You can from the link I gave you earlier in post 2 I have tried it with firefox


----------



## karui (Jan 4, 2013)

joeten said:


> You can from the link I gave you earlier in post 2 I have tried it with firefox


i onli see 1 download link..O_O, that it's the download link with pando..


----------



## joeten (Dec 4, 2008)

Look on the left of the page under play MapleStory - Support - Game Download


----------



## koala (Mar 27, 2005)

It's at the top of the page under 'Download Game Client'

If you've still got Pando installed, disable it and try downloading from Joe's link again. Or download it using the zip below...


----------



## karui (Jan 4, 2013)

koala said:


> It's at the top of the page under 'Download Game Client'
> 
> If you've still got Pando installed, disable it and try downloading from Joe's link again. Or download it using the zip below...



it stills starts downloading pando automatic

and i get the error again


----------



## joeten (Dec 4, 2008)

Which download button are you using and when does it download pando also did you try Koal's zip


----------



## koala (Mar 27, 2005)

Uninstall Pando to prevent it from being used. It's not needed for a 2mb download.


----------



## karui (Jan 4, 2013)

That wat happen every single time 

even wen i desintall pando

it downloads automatic.....................Again...

***...........


----------



## joeten (Dec 4, 2008)

is this a work computer


----------



## koala (Mar 27, 2005)

It won't do that if you click the zip attachmernt in post#8. If it does, then Pando has not been fully uninstalled and is trying to take over the download process.


----------



## joeten (Dec 4, 2008)

No he is right just tried it and that is the first thing to come up and I don't have anything installed


----------



## koala (Mar 27, 2005)

That's strange. I can download it from the official site and from the attachment above without any problems. That's how I got the file originally.

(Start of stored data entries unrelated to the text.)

PR #554, opened 2026-02-23
feat(security): Security manager fixes and additional features

alexmoon:
The main new feature is support for legacy pairing, which is required by the PTS test suite for some unrelated features (this is probably a bug in the test suite, but it was easier to just implement legacy pairing).

This also changes `GatClient::new` and `Characteristic::notify`/`Characteristic::indicate` to automatically attempt to enable encryption on connections with bonded peers. This enforces the Bluetooth requirement that encryption be established before attempting service requests with bonded peers.

I've also added a BondLost connection event when establishing encryption with a stored bond fails.

The other changes are various fixes to issues detected by the PTS test suite. There are still some more issues outstanding that need to be addressed, but the set of changes was getting pretty large so I'd like to get this reviewed first before tackling the remaining issues.

### DIFF
--- a/host/src/security_manager/pairing/central.rs
+++ b/host/src/security_manager/pairing/central.rs
@@ -424,12 +424,25 @@ impl Pairing {
             trace!("Handling {:?}, step {:?}", command.command, current_step);
             match (current_step, command.command) {
                 (Step::Idle, Command::SecurityRequest) => {
+                    // Parse the peer's AuthReq from the SecurityRequest payload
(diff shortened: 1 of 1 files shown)


alexmoon:
@lulf do you know if that test failure is real or spurious? I don't think the example tests use the security manager so I'd be surprised if this PR affected them.

lulf:
Im not close to the ci this week, but i think its not related

Issue #441, opened 2025-08-27
Macro-configurable GATT event dispatch


ericduvic:
### Purpose
To separate concerns and avoid cluttering the GattEvent loop, it would be nice to be able to specify handler functions for characteristics in the `characteristic` macro itself.

### Example
```
#[gatt_service(uuid = service::ENVIRONMENTAL_SENSING)]
pub struct TemperatureService {
    #[characteristic(uuid = characteristic::TEMPERATURE, read=get_temperature, notify)]
    pub temperature: i16,
    #[characteristic(uuid = CONTROL_TEMPERATURE_UUID, read, write=set_control_temperature)]
    pub control_temperature: i16,
}

impl TemperatureService {
    fn get_temperature() -> Result<i16, Error> {
        let result: i16 = 0;
        // Some code here to pull from an `embassy-sync` object, for example
        return result // the actual value to be returned from a `GattEvent::Read`
    }

    fn set_control_temperature(value: i16) -> Result<i16, Error> {
        // Some code here to update from an `embassy-sync` object, for example
        return value // Maybe deliver the actual value to be written to the object here if it needs to be mutated within this function
    }
}
```

ivmarkov:
I think this issue is another incarnation of "hey, I don't want to store the attribute data _inside_ the attribute table but in my own custom storage". One of the problems I had with the `rs-matter` BTP protocol which ended at least partially influencing the `GattEvent` code.

I think implementing such callbacks might make a lot of sense **if** we additionally:
- Make them mandatory, so that we can get rid of the variable-size-attribute-storage completely
- Make them async (because, why not, and if possible? might be an issue with `&dyn`)
- Will have to have - on the `AttributeTable` level - a generic pair of callbacks of the form "give me attribute XYZ value" and "update attribute XYZ value"
- Get rid of the [attribute storage inside the attribute table](https://github.com/embassy-rs/trouble/blob/366ee88a2aa19db11eb0707c71d797156abe23f5/host/src/attribute.rs#L81). 

Good side effects from this exercise:
- This would remove the `'values`  lifetime from `AttributeTable` and `AttributeServer`
[...]

PR #561, opened 2026-03-14
feat(gatt/server): GATT server fixes and features

alexmoon:
Added:
- `Stack::connections()` returns an iterator over currently connected connections.
- `AttributeServer::write_and_notify()` writes a characteristic in the `AttributeTable` and sends notifications/indications to all connected connections that have subscribed.
- `AttributeServer::read()` reads an attribute from the `AttributeTable` in the context of the provided connection. This means that client-specific attributes (like CCCD) will have the correct value and permission checks are performed. This is mostly relevant for the tester.

Fixed:
- Clear the CCCD table for a non-bonded connection when it disconnects.

With these changes all GATT tests in my PTS test suite are passing. In total: GAP, GATT, and SM are now all passing (with the exception of a couple of SM tests dealing with IRKs). L2CAP is the remaining area with significant failures.

### DIFF
--- a/tester/app/src/btp/mod.rs
+++ b/tester/app/src/btp/mod.rs
@@ -895,17 +895,30 @@ async fn handle_gatt<'a, 's, C: crate::Controller, P: PacketPool>(
             Ready(GattResponse::Attrs(attrs))
         }
         GetAttrValue(cmd) => {
+            let address = Address {
+                kind: cmd.addr_type,
+                addr: cmd.address,
+            };
             let mut buf = alloc::vec![0u8; 512];
-            match server.table().read(cmd.handle, 0, &mut buf) {
+            let result = match stack.get_connection_by_peer_address(address) {
+                Some(conn) => server.read(&conn, cmd.handle, 0, &mut buf),
+                None => server
+                    .table()
+                    .read(cmd.handle, 0, &mut buf)
+                    .map_err(|_| AttErrorCode::INVALID_HANDLE),
+            };
+            match result {
                 Ok(len) => {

After downloading and running the 2mb file, it connects to their p2p network and starts to download the 4gb installation file.


----------



## karui (Jan 4, 2013)

koala said:


> It won't do that if you click the zip attachmernt in post#8. If it does, then Pando has not been fully uninstalled and is trying to take over the download process.



pls tell me how i full uninstall this pando thing E_E''''''

i already try the normal way controlpanel etc.. but it seems it dosent work,,


----------



## joeten (Dec 4, 2008)

Ok found another of their sites maybe that is the one you used http://en.maplestory.nexoneu.com/Maple.aspx?part=/Download/GameDownload
I tried the one in my other link but it looks like some downloader in there too from the blurb


----------



## joeten (Dec 4, 2008)

Try this Download Revo Uninstaller Freeware - Free and Full Download - Uninstall software, remove programs, solve uninstall problems


----------



## karui (Jan 4, 2013)

i give up... i just wanted to play with me friend from that official website

nexon.net
cuz he was lvl high and those stuff 

but tanks anyways for taking you time.. ^^


----------



## koala (Mar 27, 2005)

If you decide to keep trying, test your connection to their servers and check your firewall permissions. It needs ports 80, 443, 563 and 56065 to be open.

More details: Pando Game Downloader Help | Pando Media Booster


----------



## karui (Jan 4, 2013)

the port 443 fails

and i dont know how to permissions ports On

ESET smart scurity 5... u-u


----------



## koala (Mar 27, 2005)

Port 443 is needed for secure browser communications.

Try these articles on port forwarding for ESET...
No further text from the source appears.